NAIROBI — For many years, James Maina, a trader at Gikomba, Kenya’s biggest flea market located in the capital Nairobi, considered his stock that consists of house fittings namely wooden doors, frames, locks and gypsum boards the most important things in his business.
However, this changed recently, besides the stock, Maina now considers his mobile phone and the internet as the other key things in the success of his business.
His perception changed when the COVID-19 pandemic hit the East African nation in March 2020 and the government restricted movement in and out of Nairobi.
Many citizens also chose to stay at home, limiting movement so as to stop the spread of COVID-19. Maina saw the number of people visiting his shop shrink significantly leading to a decline in sales.
But there was a way out, he joined an internet platform named jiji.co.ke and started to sell his wares online.
Today, Maina is among small-scale traders in the sector who have been handed a lifeline by e-commerce amid the pandemic.
“The first partial lockdown in 2020 really affected me because I was still relying on walk-in customers but the one that was lifted last week did not because I am now selling online,” Maina told Xinhua in a recent interview.

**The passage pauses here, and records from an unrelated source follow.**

PR #211, opened 2026-07-23
fix(web): route wall-clock time through rt so wasm does not panic

### LINKED ISSUE #210: Web: SystemTime::now() panics on wasm — client shows a blank page
## Summary

The app cannot run on web. After the Rust core is compiled to WASM
(`flutter_rust_bridge_codegen build-web`) and served with the required COOP/COEP
headers, the page loads but stays blank: the WASM aborts on the first call that
reads wall-clock time.

```
panicked at .../std/src/sys/time/unsupported.rs:35:9:
time not implemented on this platform

<std::time::SystemTime>::now
rust::api::identity::unix_now
rust::api::identity::create_identity
```

## Root cause

`std::time::SystemTime::now()` is **not implemented on `wasm32-unknown-unknown`** and
panics at runtime. `rust/src/rt.rs` already abstracts the monotonic clock and timers
per platform (`Instant`, `sleep`, `timeout` via `wasmtimer` on wasm), but wall-clock
time was never abstracted — call sites use `std::time::SystemTime::now()` directly.

Identity creation runs on first launch, so the very first thing the app does on web
panics, which is why the screen is blank.

This is invisible to CI: `cargo check --target wasm32-unknown-unknown` (ci.yml)
type-checks the wasm build but never runs it, and the panic is at runtime.

## Affected call sites

Each has its own private `unix_now()` (or an inline `SystemTime::now()`), all with the
same `SystemTime::now().duration_since(UNIX_EPOCH)` shape:

| File | Line |
| --- | --- |
| `rust/src/api/identity.rs` | 368–371 |
| `rust/src/api/disputes.rs` | 103–105 |
| `rust/src/api/reputation.rs` | 112–114 |
| `rust/src/api/orders.rs` | 667 |
| `rust/src/api/logging.rs` | 113–114 |
| `rust/src/mostro/session.rs` | 80, 152 |
| `rust/src/nwc/client.rs` | 349–351 |
| `rust/src/queue/outbox.rs` | 174–176 |

(`Duration` and `Instant` uses are fine — those are already routed through
`crate::rt::time` or are platform-safe.)

## Proposed fix

`rust/src/rt.rs` is the right home; it is missing the wall-clock half of its own clock
abstraction.

1. Add a wasm-safe wall clock to `crate::rt::time`, resolved per platform exactly like
   the existing `Instant`:
   - native: `std::time::SystemTime::now()`
   - wasm: a browser-backed clock. The crate already depends on `wasmtimer`, which
     exposes `wasmtimer::std::SystemTime` — to be confirmed during implementation;
     otherwise `web-time` is the de-facto standard drop-in.
   Expose a single `pub fn unix_now() -> i64` so callers do not re-implement the
   `duration_since(UNIX_EPOCH)` dance.
2. Replace the ~8 private `unix_now()` copies (and the inline `SystemTime::now()` sites)
   with `crate::rt::time::unix_now()`. This also de-duplicates logic that is currently
   copy-pasted eight times.

## Preventing regressions

CI only type-checks wasm; it never executes it, so a runtime panic like this slips
through. Consider a follow-up: a headless wasm smoke test (e.g. `wasm-pack test
--headless`) that exercises identity creation, or at minimum a lint/grep guard that
fails when `std::time::SystemTime::now()` appears outside `rt.rs`.

## Acceptance criteria

- [ ] `crate::rt::time::unix_now()` (or equivalent) returns correct Unix time on native
      and on wasm without panicking.
- [ ] No `std::time::SystemTime::now()` remains outside `rt.rs`.
- [ ] The app runs on web: `build-web` + `flutter run -d chrome` (with COOP/COEP headers)
      reaches the UI and creates an identity without a WASM abort.
- [ ] Native behavior unchanged; `cargo test` and `cargo clippy` clean.

## Context

Found while trying to run the client on web. The web run flow itself
(`build-web` → `flutter run -d chrome` with COOP/COEP headers, plus the wasm-pack /
nightly+rust-src prerequisites) is also undocumented; that is being tracked separately
as a docs change.

grunch:
Closes #210

## What

The web client rendered a blank page. The Rust core panicked at runtime the moment it
read wall-clock time, which happens on first launch during identity creation:

```
panicked at .../std/src/sys/time/unsupported.rs:35:9:
time not implemented on this platform
  <std::time::SystemTime>::now
  rust::api::identity::unix_now
  rust::api::identity::create_identity
```

## Why

`std::time::SystemTime::now()` is unimplemented on `wasm32-unknown-unknown` and aborts.
`rust/src/rt.rs` already abstracts the monotonic clock and timers per platform
(`Instant`, `sleep`, `timeout` via `wasmtimer` on wasm) — but the wall clock was never
abstracted, and 12 call sites read `SystemTime::now()` directly.

CI never caught it: `cargo check --target wasm32` type-checks the wasm build but never
runs it, and the panic is at runtime.

## How

- **`rt.rs`**: add `SystemTime`/`UNIX_EPOCH` to `crate::rt::time`, resolved per platform
  (native `std`, wasm `wasmtimer::std` — already a dependency, no new crate), plus a
  single `rt::unix_now() -> i64`.
- **12 call sites** routed through it:
  - seven private `unix_now()` copies (`identity`, `disputes`, `reputation`, `messages`,
    `nwc`, `outbox`, `relay_pool`) now `use crate::rt::unix_now`;
  - five inline reads (`orders` ×2, `logging`, `session` ×2, `blossom`) call
    `crate::rt::unix_now()` directly.
- Removes eight duplicated copies of the same `duration_since(UNIX_EPOCH)` logic.

No `std::time::SystemTime::now()` remains outside `rt.rs`.

## Docs

Adds a **Running on Web** section to the README — the flow was entirely undocumented and
is what made this hard to hit: nightly + `rust-src` prerequisites, `build-web` to compile
the Rust core to WASM, `flutter run -d chrome` with COOP/COEP headers, the exact console
error each missing step produces, and a note that production hosting needs the same
headers.

## Test plan

- [x] `cargo test` — 110 pass
- [x] `cargo clippy -- -D warnings` — clean
- [x] `cargo check --target wasm32-unknown-unknown` — clean
- [x] `flutter_rust_bridge_codegen build-web` — rebuilds `web/pkg` successfully
- [x] Web reaches the UI: `build-web` + `flutter run -d chrome` (COOP/COEP) no longer
      aborts on identity creation — blank page resolved
- [ ] CI green

## Follow-up (out of scope, noted in the issue)

CI only type-checks wasm; a runtime panic like this slips through. A headless
`wasm-pack test` smoke test (or a grep guard against `SystemTime::now()` outside `rt.rs`)
would prevent regressions.

## Summary by CodeRabbit

* **Documentation**
  * Expanded web setup instructions with platform-specific run commands.
  * Added guidance for building Rust components to WebAssembly and configuring cross-origin isolation for development and production.

* **Improvements**
  * Improved timestamp consistency across messaging, orders, sessions, logging, identity, reputation, networking, and uploads.
  * Added more reliable time support for web builds.

### DIFF
--- a/README.md
+++ b/README.md
@@ -310,13 +310,14 @@ compiles the Rust core for you; on web it does **not** — you compile the Rust 
 WebAssembly yourself, and the page must be served with cross-origin isolation headers.
 Skip either step and the app builds but shows a **blank page**.
 
-**One-time prerequisites** — in addition to the table above. `build-web` compiles the
-Rust core with `-Z build-std`, which requires a nightly toolchain with `rust-src`:
+**One-time prerequisites** — in addition to the table above. The wasm build compiles
+the Rust core with `-Z build-std`, which requires a nightly toolchain with `rust-src`
+(and the wasm target on that same nightly toolchain):
 
 ```bash
 rustup toolchain install nightly
 rustup component add rust-src --toolchain nightly
-rustup target add wasm32-unknown-unknown
+rustup target add wasm32-unknown-unknown --toolchain nightly
 cargo install wasm-pack
 ```
 
@@ -324,11 +325,17 @@ cargo install wasm-pack
 `rust_bg.wasm`). Re-run it after any change under `rust/src/`:
 
 ```bash
-flutter_rust_bridge_codegen build-web
+./scripts/build-web.sh              # add --release for an optimized build
 ```
 
-If you skip this, the console shows `Refused to execute script from '.../pkg/rust.js'
-because its MIME type ('text/html') is not executable` — the WASM was never built.
+Do **not** run `flutter_rust_bridge_codegen build-web` directly: on current nightly it
+silently produces WASM without shared memory, which crashes at runtime with
+`DataCloneError: ... #<Memory> could not be cloned` when FRB spawns its worker pool.
+The script adds the required linker flags and verifies the output (see issue #212).
+
+If you skip this step entirely, the console shows `Refused to execute script from
+'.../pkg/rust.js' because its MIME type ('text/html') is not executable` — the WASM was
+never built.
 
 **2. Run in Chrome with cross-origin isolation headers.** The Rust core uses
 `SharedArrayBuffer`, which browsers enable only under COOP/COEP:
--- a/README.md
+++ b/README.md
@@ -260,6 +260,7 @@ Make sure the following tools are installed on your system:
 | Rust toolchain | 1.94+ stable | `curl --proto '=https' --tlsv1.2 -sSf https://sh.rustup.rs \| sh` |
 | WASM target | — | `rustup target add wasm32-unknown-unknown` |
 | wasm-pack | latest | `cargo install wasm-pack` |
+| Rust nightly + `rust-src` (web only) | — | `rustup toolchain install nightly && rustup component add rust-src --toolchain nightly` |
 | flutter_rust_bridge CLI | 2.11.1 | `cargo install flutter_rust_bridge_codegen --version 2.11.1 --locked` |
 | Xcode (macOS / iOS only) | 15+ | Mac App Store |
 | Android Studio / NDK (Android only) | latest | [developer.android.com](https://developer.android.com/studio) |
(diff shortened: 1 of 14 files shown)


grunch:
@coderabbitai review

grunch:
@codex review

grunch:
Addressed the CodeRabbit finding plus one addition, both in 5cdf71f:

- **`rustup target add wasm32-unknown-unknown` now uses `--toolchain nightly`** in the Running on Web prerequisites — valid finding: the wasm build runs under `RUSTUP_TOOLCHAIN=nightly`, so the target must live on that toolchain. (The plain `rustup target add` in the general prerequisites table is left as-is on purpose: the stable toolchain needs the target for `cargo check --target wasm32-unknown-unknown` in CI and the pre-commit hook.)

- **New `scripts/build-web.sh`**, now referenced by the README instead of the bare `flutter_rust_bridge_codegen build-web`. During verification of this PR we found that the bare command produces wasm **without shared memory** on current nightly (rustc no longer auto-adds the shared-memory linker flags for `+atomics`), which loads fine and then crashes FRB's worker pool at runtime (`DataCloneError: #<Memory> could not be cloned`). The script pins the working linker flags and parses the emitted wasm to verify the memory is actually shared, failing loudly on regression. Full analysis in #212, which will reuse this script for the GitHub Pages deploy.

Verified locally: the app now boots on Chrome end to end (identity creation, relay connection, order book).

To trade on the platform, both the seller and the buyer must register and their details verified to curb fraud.
“I normally post my goods on the platform regularly and then buyers from any part of the country reach me. We then process the order and payment is done,” he recounted. For buyers within Nairobi and on the outskirts, Maina delivers the goods and then receives payment, including for the delivery charges, or sometimes he uses courier services.

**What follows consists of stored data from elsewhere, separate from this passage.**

Issue #191, opened 2026-07-18
Phase 5: maker anti-abuse bond on order creation


AndreaDiazCorreia:
**Part of #145.**

## Goal
When `apply_to in {make, both}`, require the maker to pay a bond before the order is published to Nostr.

## Parity reference (v1)
`MostroP2P/mobile` `docs/architecture/ANTI_ABUSE_BOND.md` section 5; v1 PR #608.

## Design (v1) — key points to preserve
- The maker side reuses `pay-bond-invoice` (no dedicated `waiting-maker-bond` status on the client).
- The uncommitted order stays ephemeral: its session lives in memory only (a `bondPending`-style flag), so an abandoned order never persists and never appears in My Trades (no published NIP-33 event).
- Cancel abandons locally (the daemon rejects an explicit `cancel` during `WaitingMakerBond`); the hold invoice expires server-side.
- The create timeout must be disarmed when the bond invoice arrives, and the notifier must stay alive so the post-bond `new-order` ack still confirms.

## Tasks
- Handle `pay-bond-invoice` on the create request path; show the maker-specific pay-bond screen (copy warns the user to keep the screen open and pay, or the order is not created).
- Implement the ephemeral in-memory session and skip persistence while bond-pending; persist only on the confirming ack.
- Implement local cancel/abandon for the maker bond.

## Notes
Depends conceptually on the shared pay-bond handling. Current v2 maps `WaitingMakerBond` to `None` (`rust/src/api/orders.rs:2069-2070`).

## Acceptance criteria
- An abandoned maker bond leaves nothing on disk and never reappears after restart.
- Paying the bond publishes the order and confirms via the create ack.
- Tests mirror v1 `order_state_maker_bond_test.dart` and `maker_bond_timeout_test.dart`.

PR #213, opened 2026-07-23
feat(bond): recognize pay-bond-invoice and add taker bond payment flow

### LINKED ISSUE #208: Phase 1 (taker): recognize pay-bond-invoice and retire the BondRequired rejection
**Part of #145.**

## Goal
Enable taking orders on a bond-requiring node. When a taker takes such an order, the daemon replies with `pay-bond-invoice` (a Lightning hold invoice for the taker's anti-abuse bond) instead of progressing the trade. Today the client rejects that reply with a stable `BondRequired` marker; this issue replaces the rejection with the real taker bond flow. This is the entry point for the taker experience and a prerequisite for exercising the payout (#192/#193) and slash (#194, done) flows end-to-end against a take.

## Parity reference (v1)
- v1 PR #592 (taker pay-bond flow).
- `MostroP2P/mobile` `docs/architecture/ANTI_ABUSE_BOND.md` (Flow 1).
- Design mocks: PR #183 (`docs/design/145-*.png`).

## Current state (verified)
- `classify_take_reply` maps `Action::PayBondInvoice` to a stable `BondRequired` rejection (`rust/src/api/orders.rs:267-271`), unit-tested at `rust/src/api/orders.rs:3187-3190`.
- Dart surfaces that marker as `l10n.bondRequired` (`lib/features/order/screens/take_order_screen.dart:166`).
- `WaitingTakerBond | WaitingMakerBond` have no local `OrderStatus` and return `None` (`rust/src/api/orders.rs:2124`).
- `mostro-core 0.13.1` already ships `Action::PayBondInvoice`, `WaitingTakerBond`/`WaitingMakerBond`; no crate upgrade needed.

## Tasks
- Retire the `BondRequired` rejection branch in `classify_take_reply`; update/replace its unit test.
- Recognize `Action::PayBondInvoice` and its bond hold-invoice payload (confirm the exact payload type against `mostro-core 0.13.1`), returning a take reply that carries the bond bolt11 to Dart.
- Add a local `OrderStatus::WaitingTakerBond` representation (remove the `None` mapping for it) so a taken order can sit in the waiting-bond state; keep the no-wildcard match exhaustive.
- Surface the bond hold invoice to the taker for payment (pay-from-wallet / external), following the seller hold-invoice UX pattern.
- On bond payment, let the trade progress into the normal take flow.
- Localize any new user-facing strings in all 5 locales.

## Acceptance criteria
- Taking an order on a bond-requiring node no longer shows a `BondRequired` error; the taker is shown the bond hold invoice to pay.
- After the taker pays the bond, the order advances to the normal take flow and reflects `WaitingTakerBond` while pending.
- `cargo test` / `clippy` and `flutter analyze` / `test` green.

## Notes
- Maker-side bond on order creation is tracked separately in #191; this issue is taker-only.

AndreaDiazCorreia:
Closes #208. Part of #145 (anti-abuse bond).

## Summary

Phase 1 (taker) of the anti-abuse bond feature. When a taker takes an order on a bond-requiring node, the daemon replies with `pay-bond-invoice` (a Lightning hold invoice for the taker's anti-abuse bond) instead of progressing the trade. Previously the client rejected that reply with a stable `BondRequired` marker; this PR replaces the rejection with the real taker bond flow: the bond hold invoice is shown to the taker, and once it is paid the trade advances into the normal take flow.

## What changed

**Rust (`rust/src/api/`)**
- Retired the `BondRequired` rejection branch in `classify_take_reply`.
- Added `OrderStatus::WaitingTakerBond` and mapped it in `map_core_status` / `status_for_action` (maker-side `WaitingMakerBond` stays unmapped — that is #191).
- Added a dedicated `bond_invoice` field to `TradeInfo` and `DaemonReply::TakeAccepted`, kept distinct from `hold_invoice` (see "Verified against the daemon" below).
- Added an `Action::AddInvoice` dispatcher arm so the buyer's trade advances correctly after the bond is paid.

**Dart (`lib/`)**
- New `PayBondInvoiceScreen` (route `/pay_bond_invoice/:orderId`) reusing the QR / NWC / external-wallet payment pattern of the seller hold-invoice screen. It watches the order status and forwards the taker to the next step once the bond is paid: add-invoice (buyer), pay-invoice (seller), or trade detail.
- `take_order_screen` routes to the bond screen when the take reply comes back as `WaitingTakerBond`, and the `BondRequired` error branch was removed.
- Added `tradeBondInfoProvider` and the `waitingTakerBond` cases to the exhaustive `OrderStatus` switches.

**l10n**: new bond-screen strings across all 5 locales; retired `bondRequired`.

## Verified against the daemon

Cross-checked against `mostro` (daemon), `mostro-cli`, and v1 `mobile`, which surfaced two issues fixed here:

1. The daemon stamps the `pay-bond-invoice` payload's `SmallOrder` with the wire-mapped `Pending` status (`WaitingTakerBond` is never exposed on the NIP-69 wire), so `classify_take_reply` now derives the bond status from the action, not the payload. Without this the client would never route to the bond screen.
2. On bond payment the daemon both republishes the Kind 38383 event to `WaitingPayment` and sends the `pay-invoice` gift wrap. Reusing the `hold_invoice` slot for the bond raced these two: the pay-invoice screen could latch the stale bond bolt11. The dedicated `bond_invoice` field removes the collision (`hold_invoice` stays null until the escrow arrives).

## Testing

- `cargo test` (110 passing) and `cargo clippy` clean.
- `flutter analyze` clean and `flutter test` (120 passing).
- `flutter_rust_bridge` bindings regenerated and verified in sync.

## Out of scope / follow-ups

- Cancelling from the bond screen currently pops (consistent with the seller hold-invoice screen). v1 sends a cancel to release the bond; replicating that release path is a candidate follow-up.
- Re-entering the bond screen from My Trades after popping is not wired yet.
- Maker-side bond on order creation is tracked separately in #191.

## Summary by CodeRabbit

- **New Features**
  - Added an anti-abuse taker-bond “pay invoice” flow with deep-link navigation and a new bond-payment screen (loading/waiting state, invoice QR, copy/share, and payment confirmation).
  - Introduced a dedicated “waiting for bond” trade status and updated primary actions to route into the bond-payment flow.
- **Bug Fixes**
  - Improved bond/invoice progression handling with more resilient polling, one-time navigation as status changes, and updated cancellation/backout behavior.
  - Fixed bond countdown timing to use the bond window while in the bond step, then switch afterward.
- **Documentation**
  - Updated localized UI copy for the bond-payment experience across supported languages (including leave/release dialogs and backout messaging).
- **Tests**
  - Added coverage for the bond-payment screen, countdown, and new bond state transitions.


lib/features/order/screens/pay_bond_invoice_screen.dart
```diff
@@ -0,0 +1,421 @@
...
+            break;
+          default:
+            break;
+        }
+      },
+    );
+
+    return tradeAsync.when(
+      loading: () => Scaffold(
+        appBar: AppBar(title: Text(l10n.payBondInvoiceTitle)),
```
grunch, line 327: **Blocking:** Route every back exit through the protocol-aware cancellation policy. This `AppBar` (and the equivalent AppBars in the error, invoice-waiting, NWC, and manual branches) keeps its automatic back action, and the screen has no `PopScope`. AppBar back, Android system back, and gestures therefore pop without calling `_confirmAndCancel()`, even though the code explicitly notes that a bare pop strands the order at `WaitingTakerBond`. Use one shared scaffold/back handler so all rendered branches either confirm and send `cancelOrder`, or deliberately block popping once payment has been launched. Add a widget test covering both AppBar and system back while the bond is unpaid.

lib/features/order/providers/trade_state_provider.dart
```diff
@@ -10,43 +10,55 @@ import 'package:mostro/src/rust/api/types.dart';
...
     StreamProvider.family.autoDispose<BigInt?, String>((ref, orderId) async* {
   while (true) {
-    final info = await orders_api.getOrder(orderId: orderId);
-    final sats = info?.amountSats;
-    yield sats;
-    if (sats != null) return; // done — no need to keep polling
+    try {
+      final trades = await orders_api.listTrades();
+      final trade = trades.where((t) => t.order.id == orderId).firstOrNull;
+      final sats = trade?.order.amountSats ??
```
grunch: **Blocking:** Do not fall back to the public order amount when a persisted trade row exists. In the post-bond buyer flow, that row can exist while its authoritative per-role `amountSats` is still null; `??` then emits the coarse Kind 38383 amount and line 27 permanently stops polling. Branch on `trade != null`: yield its nullable amount and continue polling, and call `getOrder` only when no trade row exists. Please add the missing regression test for a present trade with null `amountSats` plus a non-null public amount.

grunch (changes requested):
Requesting changes on `cdd737f2129792e5d48626b08ced0db52d18db75`. Three correctness blockers remain:

1. The unresolved IndexedDB finding is valid: the new post-bond `AddInvoice` and pre-commit cancel gates depend on `get_trade_by_order_id`, but the WASM backend always returns `None`. The paid-bond flow therefore cannot advance on web.
2. The bond screen's implicit back paths bypass the only protocol-aware cancellation path and can strand an unpaid take at `WaitingTakerBond` until timeout (inline).
3. `tradeAmountProvider` still falls back to the coarse public order amount when an authoritative persisted trade exists with a temporarily-null per-role amount, so it can stop polling with the wrong invoice amount (inline).

The exact-head Rust tests pass (113 passed, 6 ignored), and all GitHub checks are green, but those checks do not exercise the affected Flutter navigation/provider paths or the WASM persistence transition.

rust/src/api/orders.rs
```diff
@@ -1303,10 +1333,36 @@ pub async fn cancel_order(order_id: String) -> Result<()> {
...
+    // a cooperative cancel of a committed trade drops it. The two need different
+    // optimistic book handling (see the fn doc).
+    let is_precommit = match crate::db::app_db::db() {
+        Some(db) => matches!(
+            db.get_trade_by_order_id(&order_id)
+                .await
+                .ok()
+                .flatten()
+                .map(|t| t.order.status),
+            Some(OrderStatus::WaitingTakerBond) | Some(OrderStatus::Pending)
```
grunch: **Blocking:** Model cancellation by role/ownership, not status alone, and carry that classification through the daemon confirmation. This treats every persisted `Pending` trade as a taker pre-commit back-out, but maker-created orders are also persisted as `Pending`; their optimistic cancellation therefore leaves the listing locally available. Conversely, the real daemon taker-back-out path emits `Action::Canceled` and then resets/republishes the order as `Pending`, while this client's shared `Action::Canceled` arm at lines 1812-1831 unconditionally removes the order and persists `Canceled`. That undoes this branch and hides an order that remains available (especially when concurrent taker bonds remain). Add end-to-end regression cases for both maker `Pending` cancellation and taker `WaitingTakerBond`/`Pending` back-out through the actual dispatcher.

rust/src/api/orders.rs
```diff
@@ -2268,19 +2427,40 @@ async fn subscribe_single_order(order_id: &str) {
                                 order.status
                             );
                             last_activity = crate::rt::time::Instant::now();
-                            // Sync trade status in DB so My Trades reflects it.
+                            // Guard the trade row against coarse-bucket
+                            // downgrades (see `public_status_supersedes`); the
+                            // public order-book cache below is left as-is.
```
grunch: **Blocking:** Preserve the fine-grained state in the order-book cache too. The new guard correctly skips the DB downgrade, but line 2468 still upserts the coarse public event and replaces `WaitingTakerBond`/`WaitingBuyerInvoice`/`WaitingPayment` with `Pending`/`InProgress`. The global ingestion path has the same unconditional upsert at line 2868. This can make a locally taken order reappear as available and makes `getOrder`/order-book streams contradict the authoritative trade. Apply the same merge policy before both upserts, and test the real `OrderBook` path; the current regression helper mirrors only the DB decision and stays green if either production upsert regresses.

lib/features/order/screens/pay_bond_invoice_screen.dart
```diff
@@ -0,0 +1,421 @@
...
+
+                        // Pay with external Lightning wallet (lightning: URI)
+                        SizedBox(
+                          width: double.infinity,
+                          child: FilledButton.icon(
+                            onPressed: () async {
+                              final uri = Uri.parse('lightning:$invoice');
+                              bool launched = false;
+                              try {
+                                launched = await launchUrl(
```
grunch, line 458: **Blocking:** Define and enforce a non-destructive state while the payment outcome is unknown. After launching an external wallet, copying/sharing the invoice, or while NWC payment is in flight, the parent screen still exposes `_cancelButton()` until a success callback/status poll arrives. A user can therefore send `cancelOrder` while the bond HTLC is succeeding or already paid. Enter an explicit payment-pending/ambiguous state at initiation (not only after NWC success), disable destructive cancellation until the daemon status resolves, and provide a safe recovery/refresh path if the wallet launch does not result in payment. Cover the launch → return → delayed status transition race.

lib/features/trades/screens/trade_detail_screen.dart
```diff
@@ -375,6 +395,12 @@ class _TradeDetailScreenState extends ConsumerState<TradeDetailScreen> {
               : l10n.tradeTimerWaitingPaymentLabelSeller,
           l10n.tradeTimerWaitingInvoiceConsequence,
         ),
+      // Unpaid bond lapses → same "returns to the book" consequence as a
+      // waiting-invoice timeout.
+      TradeStatus.waitingBond => (
```
grunch, line 426: **Blocking:** This label presents `_remaining` as the bond deadline, but `_loadExpiresAt()` derives it from the public order's `expiresAt` (or resets it to a fresh 15 minutes when the order is absent). The Rust trade stores the actual bond lifecycle deadline separately in `TradeInfo.timeoutAt`; for a normal order these values can differ by many hours. Re-entering the trade can therefore show a dangerously false payment window. Source the countdown from the persisted trade deadline for `waitingBond`, and test re-entry with listing expiry != bond timeout plus an absent public order.

grunch (changes requested):
Supplemental exact-head review after completing the full parallel audit. These are additional blockers discovered after the first review was submitted; they are consolidated here to keep the remediation checklist stable:

1. The cancellation state machine conflates maker cancellation with taker bond back-out, and the later `Action::Canceled` handling reverses the intended taker book restoration (inline).
2. The coarse-status guard protects only the persisted trade; both public ingestion paths can still overwrite the in-memory order book with `Pending`/`InProgress` (inline).
3. Payment launch and destructive cancellation can race while the Lightning outcome is unknown (inline).
4. The newly presented bond countdown uses the public listing expiration rather than `TradeInfo.timeoutAt` (inline).

Please also replace the mirrored bond-flow test with coverage that exercises the real dispatcher/order-book path. As a non-blocking documentation follow-up, `specs/004-mostro-p2p-client/contracts/orders.md` still describes bonds as unsupported and `cancel_order` as maker-only.

Catrya (changes requested):
When an order is in the `waiting-buyer-invoice` or `waiting-payment` status and the taker doesn't respond, the order returns to the `Pending` status. However, the maker's app doesn't update to `Pending`, it stays on the previous status. This doesn't happen on `main`.

**Steps to reproduce:**

1. User A creates a sell order.
2. User B takes the order and pays the bond.
3. Mostro asks User B to provide a Lightning invoice.
4. User A sees the order in the `waiting-buyer-invoice` status.
5. User B does **not** provide the invoice and lets the timeout expire.
6. The order returns to the `Pending` status, but User A continues to see `waiting-buyer-invoice` instead of `Pending`.

Catrya (commented):
It’s weird because sometimes it works fine and other times it doesn't. In these cases, all the orders should appear as "pending" since the timeout is 3 minutes and the new "pending" message has already been sent, but not all of them are updating.
Image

“During the recent COVID-19 partial lockdown, I did not feel it because I sold virtually door frames, doors and locks to people who are even outside Nairobi,” he said, his mode of operation having been adopted by hundreds of other traders at the flea market.
Having relied on walk-in customers, some that come as far as the Democratic Republic of the Congo, Uganda and Tanzania for goods, Kenyan traders adopting e-commerce is a major shift in the East African nation. Maina sells a door frame at between 3,500 shillings (33 U.S. dollars) and 56 dollars depending on the type of wood it is made of and the size.
“Online trade is the thing. It transcends the pandemic because it is not affected by restrictions as in the case when one relies on walk-in customers,” he offered.
At Uhuru Market in Nairobi, traders have embraced e-commerce, selling their wares on a website that bares the facility’s name.
“It makes shopping easier and faster. You don’t need to visit Uhuru Market as has been the case for years. Once you make your choice, the item is delivered and one pays,” said journalist Allan Ininga, who buys African wear from the market.Joseph Macharia, founder of Mkulima Young, an agricultural online marketplace noted that e-commerce has reached the lowest of the traders who are normally laggards when it comes to adoption of technology because of ease in use.
“Many people already have smartphones thus don’t need any extra form of investment to sell their wares online. Besides, traders are realizing that it’s flexible, saves time and other resources,” he said.
Macharia observed that with the lower cadre of traders embracing e-commerce, the service has taken root in Kenya.
Bernard Mwaso, a consultant with Nairobi-based software development start-up Edell IT Solutions, noted with COVID-19 restrictions, Kenyan traders have no choice but to go online if they are to thrive.
“The traders have realized that it is either one makes the big switch or their businesses perish. This is because with the restrictions, buyers have moved online thus traders also must,” he said, adding seamless virtual payments have helped e-commerce take root in Kenya.